[Data listing]:
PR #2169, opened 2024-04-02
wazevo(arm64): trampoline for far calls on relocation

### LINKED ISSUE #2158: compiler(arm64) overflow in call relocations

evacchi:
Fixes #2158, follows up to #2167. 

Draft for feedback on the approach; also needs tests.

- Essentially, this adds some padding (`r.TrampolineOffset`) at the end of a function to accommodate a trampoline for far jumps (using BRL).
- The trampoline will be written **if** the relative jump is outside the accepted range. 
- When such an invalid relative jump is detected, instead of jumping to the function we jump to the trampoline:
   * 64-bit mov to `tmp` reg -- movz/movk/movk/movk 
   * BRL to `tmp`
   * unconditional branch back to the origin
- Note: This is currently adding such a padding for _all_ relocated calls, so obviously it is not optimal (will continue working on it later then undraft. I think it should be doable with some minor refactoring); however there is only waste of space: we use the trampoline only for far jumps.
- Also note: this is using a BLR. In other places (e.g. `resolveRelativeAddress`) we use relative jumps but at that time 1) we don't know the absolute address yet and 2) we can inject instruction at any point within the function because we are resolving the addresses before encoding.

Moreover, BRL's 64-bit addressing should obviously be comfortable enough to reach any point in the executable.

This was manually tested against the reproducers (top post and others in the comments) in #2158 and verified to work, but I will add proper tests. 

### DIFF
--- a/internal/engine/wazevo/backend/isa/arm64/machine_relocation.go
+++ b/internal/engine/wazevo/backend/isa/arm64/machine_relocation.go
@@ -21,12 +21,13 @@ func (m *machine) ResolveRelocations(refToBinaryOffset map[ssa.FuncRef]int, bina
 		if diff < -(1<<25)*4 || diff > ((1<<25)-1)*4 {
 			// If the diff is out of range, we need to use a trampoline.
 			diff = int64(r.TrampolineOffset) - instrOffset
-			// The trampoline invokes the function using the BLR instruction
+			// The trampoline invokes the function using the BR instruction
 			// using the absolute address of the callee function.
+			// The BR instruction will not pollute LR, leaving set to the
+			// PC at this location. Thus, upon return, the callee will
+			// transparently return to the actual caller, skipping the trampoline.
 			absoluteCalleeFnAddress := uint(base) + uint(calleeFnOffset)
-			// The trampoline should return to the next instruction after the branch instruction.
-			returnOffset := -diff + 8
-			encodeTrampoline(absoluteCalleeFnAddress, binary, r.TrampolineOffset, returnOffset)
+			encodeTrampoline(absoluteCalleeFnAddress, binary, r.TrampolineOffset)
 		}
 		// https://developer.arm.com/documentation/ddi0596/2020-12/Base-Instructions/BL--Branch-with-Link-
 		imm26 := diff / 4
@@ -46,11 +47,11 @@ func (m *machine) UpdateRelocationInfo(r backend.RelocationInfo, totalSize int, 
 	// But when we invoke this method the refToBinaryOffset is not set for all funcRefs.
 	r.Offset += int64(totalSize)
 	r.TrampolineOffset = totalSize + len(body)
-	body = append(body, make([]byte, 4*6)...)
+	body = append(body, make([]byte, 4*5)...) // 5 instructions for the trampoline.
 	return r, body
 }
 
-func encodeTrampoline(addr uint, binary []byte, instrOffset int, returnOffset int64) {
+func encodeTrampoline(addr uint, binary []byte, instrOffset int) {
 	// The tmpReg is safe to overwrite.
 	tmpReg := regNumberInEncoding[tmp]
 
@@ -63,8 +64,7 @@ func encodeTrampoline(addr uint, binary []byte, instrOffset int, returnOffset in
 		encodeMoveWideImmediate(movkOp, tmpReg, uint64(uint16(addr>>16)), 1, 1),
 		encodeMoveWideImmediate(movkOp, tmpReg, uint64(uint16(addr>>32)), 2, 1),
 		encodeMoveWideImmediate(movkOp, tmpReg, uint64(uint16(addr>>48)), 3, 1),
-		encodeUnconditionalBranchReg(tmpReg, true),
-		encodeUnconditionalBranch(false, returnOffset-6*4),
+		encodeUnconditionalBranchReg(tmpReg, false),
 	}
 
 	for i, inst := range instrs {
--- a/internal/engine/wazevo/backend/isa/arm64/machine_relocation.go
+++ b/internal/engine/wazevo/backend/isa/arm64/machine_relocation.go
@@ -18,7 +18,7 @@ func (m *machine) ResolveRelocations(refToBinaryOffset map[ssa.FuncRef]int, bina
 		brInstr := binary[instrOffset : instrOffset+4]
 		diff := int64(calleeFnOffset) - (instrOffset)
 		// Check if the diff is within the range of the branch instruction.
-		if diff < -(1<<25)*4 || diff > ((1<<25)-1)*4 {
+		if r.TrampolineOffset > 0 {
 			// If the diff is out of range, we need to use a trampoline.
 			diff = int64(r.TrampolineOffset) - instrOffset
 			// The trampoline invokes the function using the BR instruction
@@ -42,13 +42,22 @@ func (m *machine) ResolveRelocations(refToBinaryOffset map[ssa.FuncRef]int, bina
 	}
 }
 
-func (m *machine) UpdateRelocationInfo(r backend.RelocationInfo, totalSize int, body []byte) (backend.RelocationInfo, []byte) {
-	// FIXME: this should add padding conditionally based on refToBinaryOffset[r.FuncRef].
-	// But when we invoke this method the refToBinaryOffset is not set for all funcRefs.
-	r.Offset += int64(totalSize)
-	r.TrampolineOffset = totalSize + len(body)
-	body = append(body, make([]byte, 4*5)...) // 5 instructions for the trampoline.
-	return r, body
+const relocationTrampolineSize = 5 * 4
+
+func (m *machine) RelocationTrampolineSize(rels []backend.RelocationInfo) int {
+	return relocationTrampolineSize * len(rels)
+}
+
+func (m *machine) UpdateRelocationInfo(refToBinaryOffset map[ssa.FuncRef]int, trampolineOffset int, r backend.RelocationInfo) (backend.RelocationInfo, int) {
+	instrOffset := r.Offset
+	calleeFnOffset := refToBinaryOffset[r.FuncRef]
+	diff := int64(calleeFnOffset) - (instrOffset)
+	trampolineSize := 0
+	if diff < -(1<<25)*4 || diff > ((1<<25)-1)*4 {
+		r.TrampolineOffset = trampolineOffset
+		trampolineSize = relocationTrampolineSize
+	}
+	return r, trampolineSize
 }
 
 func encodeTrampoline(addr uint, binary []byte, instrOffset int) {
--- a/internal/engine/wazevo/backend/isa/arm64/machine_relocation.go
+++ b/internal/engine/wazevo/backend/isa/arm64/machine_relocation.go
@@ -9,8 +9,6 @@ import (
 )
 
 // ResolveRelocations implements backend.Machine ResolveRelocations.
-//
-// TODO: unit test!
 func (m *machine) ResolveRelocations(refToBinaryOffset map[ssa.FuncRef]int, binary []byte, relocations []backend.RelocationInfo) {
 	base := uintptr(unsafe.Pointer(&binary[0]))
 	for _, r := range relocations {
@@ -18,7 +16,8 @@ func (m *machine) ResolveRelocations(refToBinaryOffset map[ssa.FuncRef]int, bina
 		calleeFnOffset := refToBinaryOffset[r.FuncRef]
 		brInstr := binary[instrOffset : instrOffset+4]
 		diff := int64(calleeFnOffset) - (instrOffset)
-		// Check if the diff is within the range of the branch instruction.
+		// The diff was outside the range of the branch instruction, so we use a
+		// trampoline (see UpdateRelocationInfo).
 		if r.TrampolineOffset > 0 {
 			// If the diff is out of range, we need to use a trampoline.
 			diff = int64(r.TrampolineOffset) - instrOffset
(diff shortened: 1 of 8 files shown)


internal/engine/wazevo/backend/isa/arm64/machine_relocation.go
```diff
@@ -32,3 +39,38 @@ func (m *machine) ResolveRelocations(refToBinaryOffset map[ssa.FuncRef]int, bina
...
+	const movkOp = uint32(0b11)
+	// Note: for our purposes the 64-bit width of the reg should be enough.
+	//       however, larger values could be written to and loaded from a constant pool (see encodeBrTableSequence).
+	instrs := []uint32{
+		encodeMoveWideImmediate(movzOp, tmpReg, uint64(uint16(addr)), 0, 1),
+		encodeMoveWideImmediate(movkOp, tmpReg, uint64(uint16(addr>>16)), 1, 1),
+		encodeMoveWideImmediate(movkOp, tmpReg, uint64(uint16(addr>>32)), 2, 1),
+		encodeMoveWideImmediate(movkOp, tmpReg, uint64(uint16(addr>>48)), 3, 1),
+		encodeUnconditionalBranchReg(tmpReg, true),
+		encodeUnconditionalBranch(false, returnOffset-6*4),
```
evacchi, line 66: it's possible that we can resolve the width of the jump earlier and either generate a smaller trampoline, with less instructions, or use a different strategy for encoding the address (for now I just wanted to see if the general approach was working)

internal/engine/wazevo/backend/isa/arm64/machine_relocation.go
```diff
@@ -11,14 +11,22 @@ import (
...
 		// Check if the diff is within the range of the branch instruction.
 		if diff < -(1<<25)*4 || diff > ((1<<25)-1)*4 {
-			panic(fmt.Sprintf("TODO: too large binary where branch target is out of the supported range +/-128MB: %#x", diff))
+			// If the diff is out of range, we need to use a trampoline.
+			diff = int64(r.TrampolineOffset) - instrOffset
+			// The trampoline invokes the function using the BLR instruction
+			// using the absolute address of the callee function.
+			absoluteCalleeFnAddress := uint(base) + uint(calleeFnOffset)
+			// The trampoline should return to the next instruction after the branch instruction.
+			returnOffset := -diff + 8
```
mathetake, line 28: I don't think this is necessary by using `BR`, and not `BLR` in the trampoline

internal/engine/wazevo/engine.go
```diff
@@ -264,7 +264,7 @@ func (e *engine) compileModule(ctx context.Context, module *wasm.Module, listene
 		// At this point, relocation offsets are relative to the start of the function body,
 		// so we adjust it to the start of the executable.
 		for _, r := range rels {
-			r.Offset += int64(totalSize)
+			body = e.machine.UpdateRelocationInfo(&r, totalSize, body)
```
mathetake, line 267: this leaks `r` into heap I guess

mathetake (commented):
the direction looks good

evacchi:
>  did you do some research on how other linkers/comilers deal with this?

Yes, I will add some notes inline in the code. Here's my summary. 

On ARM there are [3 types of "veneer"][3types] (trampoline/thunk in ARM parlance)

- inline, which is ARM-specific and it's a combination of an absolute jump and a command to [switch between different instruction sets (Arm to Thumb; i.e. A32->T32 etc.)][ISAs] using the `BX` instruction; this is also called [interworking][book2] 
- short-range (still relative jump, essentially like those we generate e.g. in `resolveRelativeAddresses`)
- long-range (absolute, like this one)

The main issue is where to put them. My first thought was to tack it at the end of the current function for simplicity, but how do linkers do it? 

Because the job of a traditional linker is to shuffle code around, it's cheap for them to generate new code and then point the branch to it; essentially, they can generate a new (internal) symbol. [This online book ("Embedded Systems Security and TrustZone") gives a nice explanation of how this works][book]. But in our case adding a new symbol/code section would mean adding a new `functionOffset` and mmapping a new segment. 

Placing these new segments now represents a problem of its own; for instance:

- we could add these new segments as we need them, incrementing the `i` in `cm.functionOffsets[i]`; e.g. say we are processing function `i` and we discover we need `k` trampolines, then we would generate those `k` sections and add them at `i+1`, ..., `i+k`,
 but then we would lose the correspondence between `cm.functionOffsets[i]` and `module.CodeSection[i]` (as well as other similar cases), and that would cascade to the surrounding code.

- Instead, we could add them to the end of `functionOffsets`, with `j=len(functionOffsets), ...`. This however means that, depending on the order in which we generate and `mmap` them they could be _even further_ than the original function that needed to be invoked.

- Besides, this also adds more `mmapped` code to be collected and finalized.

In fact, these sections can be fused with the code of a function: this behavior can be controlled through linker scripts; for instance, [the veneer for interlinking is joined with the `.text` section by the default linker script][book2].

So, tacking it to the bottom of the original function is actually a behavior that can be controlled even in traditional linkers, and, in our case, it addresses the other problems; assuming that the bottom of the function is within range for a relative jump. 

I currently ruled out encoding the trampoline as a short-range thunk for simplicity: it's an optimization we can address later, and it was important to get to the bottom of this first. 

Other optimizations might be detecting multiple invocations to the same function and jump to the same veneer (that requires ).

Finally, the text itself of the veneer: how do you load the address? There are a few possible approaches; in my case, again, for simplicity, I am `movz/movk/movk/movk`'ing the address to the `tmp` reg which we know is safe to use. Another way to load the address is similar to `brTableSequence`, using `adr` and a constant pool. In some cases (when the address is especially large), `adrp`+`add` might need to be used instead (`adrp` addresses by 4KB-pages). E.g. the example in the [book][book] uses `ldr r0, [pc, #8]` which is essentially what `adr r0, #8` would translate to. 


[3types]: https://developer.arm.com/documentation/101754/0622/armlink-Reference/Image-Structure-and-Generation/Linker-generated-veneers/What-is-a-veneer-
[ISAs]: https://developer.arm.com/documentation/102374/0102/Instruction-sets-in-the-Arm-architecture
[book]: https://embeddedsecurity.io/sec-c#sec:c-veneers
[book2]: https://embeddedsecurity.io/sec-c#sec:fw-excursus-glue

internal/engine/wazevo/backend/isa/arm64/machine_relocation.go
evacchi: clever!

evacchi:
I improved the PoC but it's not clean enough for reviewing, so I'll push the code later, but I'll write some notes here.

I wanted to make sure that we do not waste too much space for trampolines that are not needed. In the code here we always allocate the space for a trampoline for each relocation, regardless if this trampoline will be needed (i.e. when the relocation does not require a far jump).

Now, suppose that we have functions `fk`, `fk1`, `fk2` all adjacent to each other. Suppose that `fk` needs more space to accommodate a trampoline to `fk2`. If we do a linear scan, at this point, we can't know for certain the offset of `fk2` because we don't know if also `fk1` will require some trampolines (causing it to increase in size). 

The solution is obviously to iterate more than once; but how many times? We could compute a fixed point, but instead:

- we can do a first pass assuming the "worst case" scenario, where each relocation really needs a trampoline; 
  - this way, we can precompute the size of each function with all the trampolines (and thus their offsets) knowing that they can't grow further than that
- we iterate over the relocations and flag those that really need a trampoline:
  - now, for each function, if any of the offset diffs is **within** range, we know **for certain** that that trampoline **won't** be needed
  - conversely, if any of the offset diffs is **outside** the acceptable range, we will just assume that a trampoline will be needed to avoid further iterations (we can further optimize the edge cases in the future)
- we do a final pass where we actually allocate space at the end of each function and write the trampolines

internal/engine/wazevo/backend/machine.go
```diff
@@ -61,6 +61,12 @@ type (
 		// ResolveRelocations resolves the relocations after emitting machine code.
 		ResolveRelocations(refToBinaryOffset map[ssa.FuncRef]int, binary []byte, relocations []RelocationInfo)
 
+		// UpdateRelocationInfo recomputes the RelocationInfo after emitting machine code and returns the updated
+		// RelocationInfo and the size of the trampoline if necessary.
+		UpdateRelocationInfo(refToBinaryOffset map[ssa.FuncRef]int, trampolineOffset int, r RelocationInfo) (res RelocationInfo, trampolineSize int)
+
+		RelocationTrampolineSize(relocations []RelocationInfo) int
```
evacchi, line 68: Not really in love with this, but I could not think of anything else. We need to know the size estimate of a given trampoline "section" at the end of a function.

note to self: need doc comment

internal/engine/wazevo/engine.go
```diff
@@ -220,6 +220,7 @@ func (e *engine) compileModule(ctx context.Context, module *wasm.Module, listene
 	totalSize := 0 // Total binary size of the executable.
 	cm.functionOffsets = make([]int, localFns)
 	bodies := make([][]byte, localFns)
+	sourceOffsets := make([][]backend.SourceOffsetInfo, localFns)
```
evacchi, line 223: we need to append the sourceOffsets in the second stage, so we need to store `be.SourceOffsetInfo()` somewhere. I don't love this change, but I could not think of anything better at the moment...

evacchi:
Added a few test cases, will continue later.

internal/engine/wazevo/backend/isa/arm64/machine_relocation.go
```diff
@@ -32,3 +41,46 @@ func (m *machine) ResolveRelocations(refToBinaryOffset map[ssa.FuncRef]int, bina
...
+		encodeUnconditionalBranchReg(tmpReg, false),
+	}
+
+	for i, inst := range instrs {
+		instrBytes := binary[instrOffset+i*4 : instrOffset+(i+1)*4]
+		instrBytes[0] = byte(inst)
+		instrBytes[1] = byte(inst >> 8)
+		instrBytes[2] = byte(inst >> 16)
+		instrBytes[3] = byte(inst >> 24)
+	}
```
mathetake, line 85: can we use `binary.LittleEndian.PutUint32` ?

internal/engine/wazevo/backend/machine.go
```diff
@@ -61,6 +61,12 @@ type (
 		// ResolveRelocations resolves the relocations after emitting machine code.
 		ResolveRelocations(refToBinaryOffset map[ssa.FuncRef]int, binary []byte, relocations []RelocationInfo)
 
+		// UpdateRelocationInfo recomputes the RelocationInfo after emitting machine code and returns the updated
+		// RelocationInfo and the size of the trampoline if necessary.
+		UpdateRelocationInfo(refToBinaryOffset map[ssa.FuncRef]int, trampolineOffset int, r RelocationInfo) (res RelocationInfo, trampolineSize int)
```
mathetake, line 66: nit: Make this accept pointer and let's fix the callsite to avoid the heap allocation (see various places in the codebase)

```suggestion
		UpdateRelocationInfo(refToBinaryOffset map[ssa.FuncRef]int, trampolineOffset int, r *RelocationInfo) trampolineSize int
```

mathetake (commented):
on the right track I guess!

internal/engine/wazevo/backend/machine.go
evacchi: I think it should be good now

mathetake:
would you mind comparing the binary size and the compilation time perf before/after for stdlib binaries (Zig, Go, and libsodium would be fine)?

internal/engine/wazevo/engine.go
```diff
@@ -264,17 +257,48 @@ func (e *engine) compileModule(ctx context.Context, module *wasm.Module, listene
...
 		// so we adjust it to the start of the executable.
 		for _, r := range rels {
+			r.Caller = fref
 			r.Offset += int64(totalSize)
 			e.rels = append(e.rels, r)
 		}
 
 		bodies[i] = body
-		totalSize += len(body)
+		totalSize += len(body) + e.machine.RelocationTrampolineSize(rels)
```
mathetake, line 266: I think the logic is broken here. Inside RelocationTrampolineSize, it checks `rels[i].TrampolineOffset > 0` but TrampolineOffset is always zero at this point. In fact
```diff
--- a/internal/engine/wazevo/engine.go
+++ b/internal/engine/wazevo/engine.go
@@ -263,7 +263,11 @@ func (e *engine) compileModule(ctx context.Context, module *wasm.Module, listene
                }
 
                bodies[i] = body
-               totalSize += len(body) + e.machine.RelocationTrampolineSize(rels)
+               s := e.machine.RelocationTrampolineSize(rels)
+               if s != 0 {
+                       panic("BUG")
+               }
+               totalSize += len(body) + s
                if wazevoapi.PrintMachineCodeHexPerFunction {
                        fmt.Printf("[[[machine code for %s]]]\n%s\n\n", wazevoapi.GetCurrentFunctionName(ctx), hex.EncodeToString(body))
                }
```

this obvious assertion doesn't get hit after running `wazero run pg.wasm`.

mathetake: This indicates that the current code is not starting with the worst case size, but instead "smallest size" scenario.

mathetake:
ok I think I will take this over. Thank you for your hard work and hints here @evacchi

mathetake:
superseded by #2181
--
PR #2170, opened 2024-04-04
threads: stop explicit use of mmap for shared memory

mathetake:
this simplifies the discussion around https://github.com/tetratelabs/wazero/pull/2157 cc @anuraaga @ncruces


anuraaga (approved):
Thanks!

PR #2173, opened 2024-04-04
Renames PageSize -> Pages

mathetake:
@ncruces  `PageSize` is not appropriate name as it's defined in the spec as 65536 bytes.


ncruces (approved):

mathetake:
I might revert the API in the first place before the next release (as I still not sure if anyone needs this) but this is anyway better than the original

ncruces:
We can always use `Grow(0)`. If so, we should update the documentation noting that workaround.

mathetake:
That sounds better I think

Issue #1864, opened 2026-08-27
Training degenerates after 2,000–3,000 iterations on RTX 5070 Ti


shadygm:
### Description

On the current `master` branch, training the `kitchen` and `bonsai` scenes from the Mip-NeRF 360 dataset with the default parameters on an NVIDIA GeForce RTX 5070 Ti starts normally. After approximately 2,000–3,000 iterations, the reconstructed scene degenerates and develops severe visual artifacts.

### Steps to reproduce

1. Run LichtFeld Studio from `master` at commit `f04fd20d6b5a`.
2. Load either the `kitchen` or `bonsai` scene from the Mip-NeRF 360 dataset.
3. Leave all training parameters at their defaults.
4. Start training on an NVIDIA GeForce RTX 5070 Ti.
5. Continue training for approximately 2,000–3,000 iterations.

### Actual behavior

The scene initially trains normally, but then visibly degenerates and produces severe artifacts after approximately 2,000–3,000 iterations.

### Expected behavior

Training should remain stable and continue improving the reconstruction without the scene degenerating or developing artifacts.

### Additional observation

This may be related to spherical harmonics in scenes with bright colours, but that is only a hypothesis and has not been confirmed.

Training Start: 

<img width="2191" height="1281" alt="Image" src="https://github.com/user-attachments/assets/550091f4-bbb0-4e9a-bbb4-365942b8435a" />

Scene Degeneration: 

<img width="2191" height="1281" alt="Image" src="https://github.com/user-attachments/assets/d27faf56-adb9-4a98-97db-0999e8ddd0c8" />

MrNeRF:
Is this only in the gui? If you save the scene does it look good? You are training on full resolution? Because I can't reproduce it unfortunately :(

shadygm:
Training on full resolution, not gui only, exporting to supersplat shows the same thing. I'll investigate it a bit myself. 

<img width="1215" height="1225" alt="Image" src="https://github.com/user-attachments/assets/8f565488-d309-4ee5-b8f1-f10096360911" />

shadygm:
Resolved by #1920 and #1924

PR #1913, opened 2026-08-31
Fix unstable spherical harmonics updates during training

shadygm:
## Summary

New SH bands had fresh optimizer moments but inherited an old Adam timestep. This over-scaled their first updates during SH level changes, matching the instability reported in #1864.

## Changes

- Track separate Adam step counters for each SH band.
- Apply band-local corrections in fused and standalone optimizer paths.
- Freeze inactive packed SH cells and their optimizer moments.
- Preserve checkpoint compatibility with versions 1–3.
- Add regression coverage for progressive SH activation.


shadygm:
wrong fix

[Exercise prompt]: What lines above contain the string "sourceOffsets"? Copy all of them.

[Written response]:
+	sourceOffsets := make([][]backend.SourceOffsetInfo, localFns)
evacchi, line 223: we need to append the sourceOffsets in the second stage, so we need to store `be.SourceOffsetInfo()` somewhere. I don't love this change, but I could not think of anything better at the moment...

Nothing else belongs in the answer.